The executives want to buy back the auto financing business from the former GMAC Financial Services or start their own operations, said the person, who asked not to be identified because the plans have not been made public.
A top GM executive has told dealers about the plans, the person said.
GM sold a 51 percent stake in GMAC Financial Services in 2006 when it was starved for cash. The new owners, led by private equity firm Cerberus Capital Management LP, ran into trouble in 2008 with bad mortgage loans and had to be bailed out by the federal government, which now owns 56 percent of the company.
Earlier this month, GMAC changed its name to Ally Financial.
GM dealers say that since GMAC is responsible for making its bottom line look good, it is less likely to lose money by offering to finance sweet lease deals or zero-percent financing. A GM-owned auto financing business would be more likely to "take a bullet" for the company to sell more cars and trucks, the person said.
Competitors, such as Ford Motor Co. or Toyota Motor Corp., control their own financing arms.
GM spokesman Tom Wilkinson said Tuesday that the company would not comment on speculation.
He said GM currently has a variety of financing options with Ally Financial and through agreements with banks and credit unions.

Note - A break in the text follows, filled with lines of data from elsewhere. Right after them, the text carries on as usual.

PR #141, opened 2019-08-23
CDAP-14233 Add support for array in Spanner source

vladhlinskiy:
JIRA: https://issues.cask.co/browse/CDAP-14233
In scope of this PR:
* Added support of Array in Spanner plugin

### DIFF
--- a/src/main/java/io/cdap/plugin/gcp/spanner/common/SpannerUtil.java
+++ b/src/main/java/io/cdap/plugin/gcp/spanner/common/SpannerUtil.java
@@ -97,7 +97,7 @@ public class SpannerUtil {
             break;
           default:
             // this should not happen
-            throw new IllegalStateException("Logical type " + logicalType + " is not supported");
+            throw new IllegalStateException("Logical type '" + logicalType + "' is not supported");
         }
         addColumn(createStmt, name, field.getSchema().isNullable(), spannerType);
         continue;
@@ -122,6 +122,13 @@ public class SpannerUtil {
         case BYTES:
           spannerType = "BYTES(MAX)";
           break;
+        case ARRAY:
+          Schema componentSchema = fieldSchema.getComponentSchema();
+          if (componentSchema == null) {
+            throw new IllegalStateException("Component schema of field '" + name + "' is null");
+          }
+          spannerType = getArrayType(componentSchema);
+          break;
         default:
           throw new IllegalStateException(type.name() + " : Type currently not supported.");
       }
@@ -136,6 +143,42 @@ public class SpannerUtil {
     createStmt.append(" PRIMARY KEY (").append(primaryKeys).append(")");
 
     return createStmt.toString();
+  }
+
+  private static String getArrayType(Schema schema) {
+    Schema componentSchema = schema.isNullable() ? schema.getNonNullable() : schema;
+    Schema.LogicalType logicalType = componentSchema.getLogicalType();
+
+    if (logicalType != null) {
+      switch (logicalType) {
+        case DATE:
+          return "ARRAY<DATE>";
+        case TIMESTAMP_MILLIS:
+        case TIMESTAMP_MICROS:
+          return "ARRAY<TIMESTAMP>";
+        default:
+          // this should not happen
+          throw new IllegalStateException("Array of '" + logicalType + "' logical type currently not supported.");
+      }
+    }
+
+    Schema.Type type = componentSchema.getType();
+    switch (type) {
+      case BOOLEAN:
+        return "ARRAY<BOOL>";
+      case STRING:
+        return "ARRAY<STRING(MAX)>";
+      case INT:
+      case LONG:
+        return "ARRAY<INT64>";
+      case FLOAT:
+      case DOUBLE:
+        return "ARRAY<FLOAT64>";
+      case BYTES:
+        return "ARRAY<BYTES(MAX)>";
+      default:
+        throw new IllegalStateException("Array of '" + type.name() + "' type currently not supported.");
+    }
   }
 
   /**
--- a/src/main/java/io/cdap/plugin/gcp/spanner/sink/SpannerOutputFormat.java
+++ b/src/main/java/io/cdap/plugin/gcp/spanner/sink/SpannerOutputFormat.java
@@ -16,15 +16,10 @@
 
 package io.cdap.plugin.gcp.spanner.sink;
 
-import com.google.cloud.ByteArray;
-import com.google.cloud.Date;
-import com.google.cloud.Timestamp;
 import com.google.cloud.spanner.DatabaseClient;
 import com.google.cloud.spanner.DatabaseId;
 import com.google.cloud.spanner.Mutation;
 import com.google.cloud.spanner.Spanner;
-import io.cdap.cdap.api.data.format.StructuredRecord;
-import io.cdap.cdap.api.data.schema.Schema;
 import io.cdap.plugin.gcp.spanner.SpannerConstants;
 import io.cdap.plugin.gcp.spanner.common.SpannerUtil;
 import org.apache.hadoop.conf.Configuration;
@@ -36,21 +31,19 @@ import org.apache.hadoop.mapreduce.RecordWriter;
 import org.apache.hadoop.mapreduce.TaskAttemptContext;
 
 import java.io.IOException;
-import java.time.LocalDate;
-import java.time.ZonedDateTime;
 import java.util.ArrayList;
 import java.util.List;
 
 /**
  * Spanner output format
  */
-public class SpannerOutputFormat extends OutputFormat<NullWritable, StructuredRecord> {
+public class SpannerOutputFormat extends OutputFormat<NullWritable, Mutation> {
 
   /**
    * Get properties from SparkSinkConfig and store them as properties in Configuration
    *
    * @param configuration the Hadoop configuration to set the properties in
-   * @param config the spanner configuration
+   * @param config        the spanner configuration
    */
   public static void configure(Configuration configuration, SpannerSinkConfig config) {
     String projectId = config.getProject();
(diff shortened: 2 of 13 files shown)


vladhlinskiy:
@albertshau could you, please, take a look?

src/main/java/io/cdap/plugin/gcp/spanner/common/SpannerUtil.java
```diff
@@ -138,6 +145,46 @@ public static String convertSchemaToCreateStatement(String tableName, String pri
     return createStmt.toString();
   }
 
+  private static String getArrayType(Schema componentSchema) {
+    Schema unionSchema = componentSchema.getUnionSchema(0);
```
albertshau: Shouldn't assume the component schema is a union. instead, do:

```
componentSchema = componentSchema.isNullable() ? componentSchema.getNonNullable() : componentSchema;
```

src/main/java/io/cdap/plugin/gcp/spanner/sink/SpannerOutputFormat.java
```diff
@@ -231,4 +243,125 @@ public void abortTask(TaskAttemptContext taskAttemptContext) {
       }
     };
   }
+
+  private static void writeArray(String name, Schema componentSchema, Object values, Mutation.WriteBuilder builder) {
+    Schema unionSchema = componentSchema.getUnionSchema(0);
```
albertshau: similar comment here, shouldn't assume the component is a union

src/main/java/io/cdap/plugin/gcp/spanner/sink/SpannerOutputFormat.java
```diff
@@ -231,4 +243,125 @@ public void abortTask(TaskAttemptContext taskAttemptContext) {
...
+      throw new UnexpectedFormatException(
+        String.format("Field '%s' of type '%s' has unexpected value '%s'", name, fieldType, value));
+    };
+
+    if (value instanceof Collection) {
+      valueExtractor = name -> (Collection<?>) value;
+    } else if (value.getClass().isArray()) {
+      valueExtractor = name -> convertToObjectCollection(value);
+    }
+    return getValue(valueExtractor, fieldName, fieldType, Collection.class);
```
albertshau: this seems really complicated, why not just return the collections in the if-else above?

src/main/java/io/cdap/plugin/gcp/spanner/sink/SpannerOutputFormat.java
```diff
@@ -231,4 +243,125 @@ public void abortTask(TaskAttemptContext taskAttemptContext) {
...
+    Class ofArray = array.getClass().getComponentType();
+    if (ofArray.isPrimitive()) {
+      List<Object> list = new ArrayList<>();
+      int length = Array.getLength(array);
+      for (int i = 0; i < length; i++) {
+        list.add(Array.get(array, i));
+      }
+      return list;
+    } else {
+      return Arrays.asList((Object[]) array);
```
albertshau: how come we need to check if the component is primitive? Does it work if we always do this?

src/main/java/io/cdap/plugin/gcp/spanner/sink/SpannerOutputFormat.java
```diff
@@ -231,4 +243,125 @@ public void abortTask(TaskAttemptContext taskAttemptContext) {
...
+          Collection<Float> floatList = toCollection(name, type.toString(), values);
+          builder.set(name)
+            .toFloat64Array(
+              floatList.stream()
+                .map(Float::doubleValue)
+                .collect(Collectors.toList())
+            );
+          break;
+        case BYTES:
+          Collection<byte[]> bytesList = toCollection(name, type.toString(), values);
```
albertshau: CDAP bytes can be either a byte[] or a ByteBuffer. If it's a ByteBuffer it needs to be converted somewhere, either in toCollection or in the stream below

src/main/java/io/cdap/plugin/gcp/spanner/sink/SpannerOutputFormat.java
```diff
@@ -231,4 +243,125 @@ public void abortTask(TaskAttemptContext taskAttemptContext) {
...
+                .collect(Collectors.toList())
+            );
+          break;
+        default:
+          throw new IllegalStateException("Array of '" + type.name() + "' type currently not supported.");
+      }
+    }
+  }
+
+  private static <T> Collection<T> toCollection(String fieldName, String fieldType, Object value) {
```
albertshau: I assume this means Spanner doesn't allow arrays of arrays (otherwise this needs to recursively convert the collection contents).

src/main/java/io/cdap/plugin/gcp/spanner/sink/SpannerOutputFormat.java
```diff
@@ -231,4 +243,125 @@ public void abortTask(TaskAttemptContext taskAttemptContext) {
...
+          builder.set(name)
+            .toDateArray(
+              dateList.stream()
+                .map(date -> Date.fromYearMonthDay(date.getYear(), date.getMonthValue(), date.getDayOfMonth()))
+                .collect(Collectors.toList())
+            );
+          break;
+        case TIMESTAMP_MILLIS:
+        case TIMESTAMP_MICROS:
+          Collection<ZonedDateTime> timestampList = toCollection(name, logicalType.toString(), values);
```
albertshau: values should only ever contain the physical representation of the value, which means you'll get back a collection of longs here, not a collection of ZonedDateTime. Similarly, date will give you a collection of ints.

albertshau: This conversion logic should all be unit tested. Please extract out the conversion logic into a new class that converts StructuredRecord into Mutation and add unit tests for it.

src/main/java/io/cdap/plugin/gcp/spanner/source/SpannerSource.java
```diff
@@ -224,6 +230,44 @@ public void onRunFinish(boolean succeeded, BatchSourceContext context) {
     }
   }
 
+  private List<?> transformArrayToList(ResultSet resultSet, String fieldName, Type arrayElementType) {
```
albertshau: there should also be unit tests for the conversion logic from a ResultSet into a StructuredRecord. Please extract out the conversion logic into a new class and add unit tests for it.

src/main/java/io/cdap/plugin/gcp/spanner/common/SpannerUtil.java
vladhlinskiy: done

src/main/java/io/cdap/plugin/gcp/spanner/sink/SpannerOutputFormat.java
vladhlinskiy: done

src/main/java/io/cdap/plugin/gcp/spanner/sink/SpannerOutputFormat.java
vladhlinskiy: Changed to return Collection, moved to RecordToEntityTransformer class

src/main/java/io/cdap/plugin/gcp/spanner/sink/SpannerOutputFormat.java
vladhlinskiy: If we try to convert array of primitives to Object[] we will get an error.

src/main/java/io/cdap/plugin/gcp/spanner/sink/SpannerOutputFormat.java
vladhlinskiy: Changed to use transformation from realization for BYTES type, made it similar to Datastore plugin and moved to RecordToEntityTransformer class.

src/main/java/io/cdap/plugin/gcp/spanner/sink/SpannerOutputFormat.java
vladhlinskiy: Yes, spanner doesn’t support Array of Arrays https://cloud.google.com/spanner/docs/data-types#array-type

src/main/java/io/cdap/plugin/gcp/spanner/sink/SpannerOutputFormat.java
vladhlinskiy: Changed to use transformation from realization for TIMESTAMP type, made it similar to Datastore plugin and moved to RecordToEntityTransformer class. Added tests in RecordToEntityTransformerTest class

src/main/java/io/cdap/plugin/gcp/spanner/source/SpannerSource.java
vladhlinskiy: Moved logic to ResultSetToRecordTransformer class, covered with tests in  ResultSetToRecordTransformerTest class

vladhlinskiy:
@albertshau could you, please, take a look?

src/main/java/io/cdap/plugin/gcp/spanner/common/SpannerUtil.java
```diff
@@ -138,6 +145,42 @@ public static String convertSchemaToCreateStatement(String tableName, String pri
...
+    Schema componentSchema = schema.isNullable() ? schema.getNonNullable() : schema;
+    Schema.LogicalType logicalType = componentSchema.getLogicalType();
+
+    if (logicalType != null) {
+      switch (logicalType) {
+        case DATE:
+          return "ARRAY<DATE>";
+        case TIMESTAMP_MILLIS:
+        case TIMESTAMP_MICROS:
+          return  "ARRAY<TIMESTAMP>";
```
albertshau: remove extra space after 'return'

src/main/java/io/cdap/plugin/gcp/spanner/sink/RecordToEntityTransformer.java
```diff
@@ -0,0 +1,229 @@
...
+import java.util.ArrayList;
+import java.util.Arrays;
+import java.util.Collection;
+import java.util.List;
+import java.util.stream.Collectors;
+
+/**
+ * Transforms CDAP {@link StructuredRecord} to Google Spanner {@link Mutation}.
+ */
+public class RecordToEntityTransformer {
```
albertshau: nit: let's rename to RecordToMutationTransformer

src/main/java/io/cdap/plugin/gcp/spanner/sink/RecordToEntityTransformer.java
```diff
@@ -0,0 +1,229 @@
...
+        Float floatValue = record.<Float>get(fieldName);
+        if (floatValue == null) {
+          return Value.float64(null);
+        } else {
+          return Value.float64(floatValue.doubleValue());
+        }
+      case DOUBLE:
+        return Value.float64(record.<Double>get(fieldName));
+      case BYTES:
+        byte[] byteArray = record.get(fieldName);
```
albertshau: this can be a byte[] or a ByteBuffer, you have to check with instanceof

src/main/java/io/cdap/plugin/gcp/spanner/sink/RecordToEntityTransformer.java
```diff
@@ -0,0 +1,229 @@
...
+    this.schema = schema;
+  }
+
+  public Mutation transform(StructuredRecord record) {
+    Mutation.WriteBuilder builder = com.google.cloud.spanner.Mutation.newInsertOrUpdateBuilder(tableName);
+    List<Schema.Field> fields = schema.getFields();
+    for (Schema.Field field : fields) {
+      String name = field.getName();
+      Schema fieldSchema = field.getSchema();
+      fieldSchema = fieldSchema.isNullable() ? fieldSchema.getNonNullable() : fieldSchema;
```
albertshau: convertToValue() does this already, no need to do it here.

src/main/java/io/cdap/plugin/gcp/spanner/sink/RecordToEntityTransformer.java
```diff
@@ -0,0 +1,229 @@
...
+          return Value.bytes(ByteArray.copyFrom(byteArray));
+        }
+      case ARRAY:
+        Schema componentSchema = schema.getComponentSchema();
+        if (componentSchema == null) {
+          throw new IllegalStateException("Component schema of field '" + fieldName + "' is null");
+        }
+        return transformCollectionToValue(fieldName, componentSchema, record.get(fieldName));
+      default:
+        throw new IllegalStateException(type.name() + " : Type currently not supported.");
```
albertshau: Should include the field name in the error message.

Field '%s' is of unsupported type '%s'

src/main/java/io/cdap/plugin/gcp/spanner/sink/RecordToEntityTransformer.java
```diff
@@ -0,0 +1,229 @@
...
+        byte[] byteArray = record.get(fieldName);
+        if (byteArray == null) {
+          return Value.bytes(null);
+        } else {
+          return Value.bytes(ByteArray.copyFrom(byteArray));
+        }
+      case ARRAY:
+        Schema componentSchema = schema.getComponentSchema();
+        if (componentSchema == null) {
+          throw new IllegalStateException("Component schema of field '" + fieldName + "' is null");
```
albertshau: Component schema of array field

src/main/java/io/cdap/plugin/gcp/spanner/sink/RecordToEntityTransformer.java
```diff
@@ -0,0 +1,229 @@
...
+        }
+        return transformCollectionToValue(fieldName, componentSchema, record.get(fieldName));
+      default:
+        throw new IllegalStateException(type.name() + " : Type currently not supported.");
+    }
+  }
+
+  private Value transformCollectionToValue(String name, Schema schema, Object object) {
+    Schema componentSchema = schema.isNullable() ? schema.getNonNullable() : schema;
+    Schema elementSchema = Schema.recordOf("arrayElementSchema", Schema.Field.of(name, componentSchema));
```
albertshau: componentSchema -> schema

otherwise this will fail if the collection contains null values. Please make sure this situation is covered in unit tests.

Also, does spanner allow null values in arrays? If not we have to fail with a descriptive message

src/main/java/io/cdap/plugin/gcp/spanner/sink/RecordToEntityTransformer.java
```diff
@@ -0,0 +1,229 @@
...
+            .collect(Collectors.toList())
+        );
+      case BYTES:
+        return Value.bytesArray(
+          values.stream()
+            .map(Value::getBytes)
+            .collect(Collectors.toList())
+        );
+      default:
+        throw new IllegalStateException("Array of '" + type.name() + "' type currently not supported.");
```
albertshau: Field '%s' is an array of '%s', which is not supported.

src/main/java/io/cdap/plugin/gcp/spanner/sink/RecordToEntityTransformer.java
```diff
@@ -0,0 +1,229 @@
...
+    Schema componentSchema = schema.isNullable() ? schema.getNonNullable() : schema;
+    Schema elementSchema = Schema.recordOf("arrayElementSchema", Schema.Field.of(name, componentSchema));
+
+    Collection<Object> arrayValues = toCollection(name, componentSchema.getType().toString(), object);
+    List<Value> values = arrayValues.stream()
+      .map(value -> {
+        // Wrap array element into record to be able to re-use convertToValue method type conversion logic
+        // because StructuredRecord has different methods to extract value based on schema type.
+        // For example: record.get(fieldName) is used for most of the values,
+        // record.getTimestamp(fieldName) is used for timestamp values.
```
albertshau: FYI at some point we'll get around to https://issues.cask.co/browse/CDAP-15727 which should avoid the need for hacks like this.

src/main/java/io/cdap/plugin/gcp/spanner/common/SpannerUtil.java
vladhlinskiy: done

src/main/java/io/cdap/plugin/gcp/spanner/sink/RecordToEntityTransformer.java
vladhlinskiy: done

src/main/java/io/cdap/plugin/gcp/spanner/sink/RecordToEntityTransformer.java
vladhlinskiy: done

src/main/java/io/cdap/plugin/gcp/spanner/sink/RecordToEntityTransformer.java
vladhlinskiy: done

src/main/java/io/cdap/plugin/gcp/spanner/sink/RecordToEntityTransformer.java
vladhlinskiy: done

src/main/java/io/cdap/plugin/gcp/spanner/sink/RecordToEntityTransformer.java
vladhlinskiy: done

src/main/java/io/cdap/plugin/gcp/spanner/sink/RecordToEntityTransformer.java
vladhlinskiy: Added support of null values in collections and covered with tests

src/main/java/io/cdap/plugin/gcp/spanner/sink/RecordToEntityTransformer.java
vladhlinskiy: Added todo to remove this hack after CDAP-15727 will be implemented

src/main/java/io/cdap/plugin/gcp/spanner/sink/RecordToEntityTransformer.java
vladhlinskiy: done

vladhlinskiy:
@albertshau could you, please, take a look?

albertshau (approved):
lgtm, squash and i'll merge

GM, which is 61 percent owned by the taxpayers and has received about $50 billion in U.S. government aid, plans to report earnings next week. Executives including CEO Ed Whitacre have been upbeat about the results and have implied that the company will make a profit.
A profitable quarter coupled with a slowly rebounding U.S. auto market could mean that GM would have the cash to make an acquisition or start its own business.
GM executives have said the company is taking in more cash than expected from rising prices for its newly redesigned vehicles, including the Chevrolet Equinox crossover vehicle, Buick LaCrosse luxury sedan and Chevrolet Malibu midsize sedan.
For the period from July 10, when GM emerged from bankruptcy protection after shedding billions in debt, through Dec. 31, the automaker lost $4.3 billion.
GMAC has received $16.3 billion in loans from the federal government, which views the lender as crucial to the success of GM and Chrysler Group LLC. GMAC is the preferred lender for both bailed-out automakers.
But a government watchdog earlier this year criticized the GMAC bailout, calling it "baffling" and saying the government stands to lose billions of dollars.
Earlier this month, GMAC Financial Services posted its first quarterly profit in more than a year.
The Detroit-based company reported first-quarter earnings of $162 million compared with a year-ago loss of $675 million.
A spokeswoman for Ally Financial, Gina Proia, said the company sees its current incarnation as a bank holding company as having advantages over a finance company owned by an automaker, including a more stable and lower cost of funds.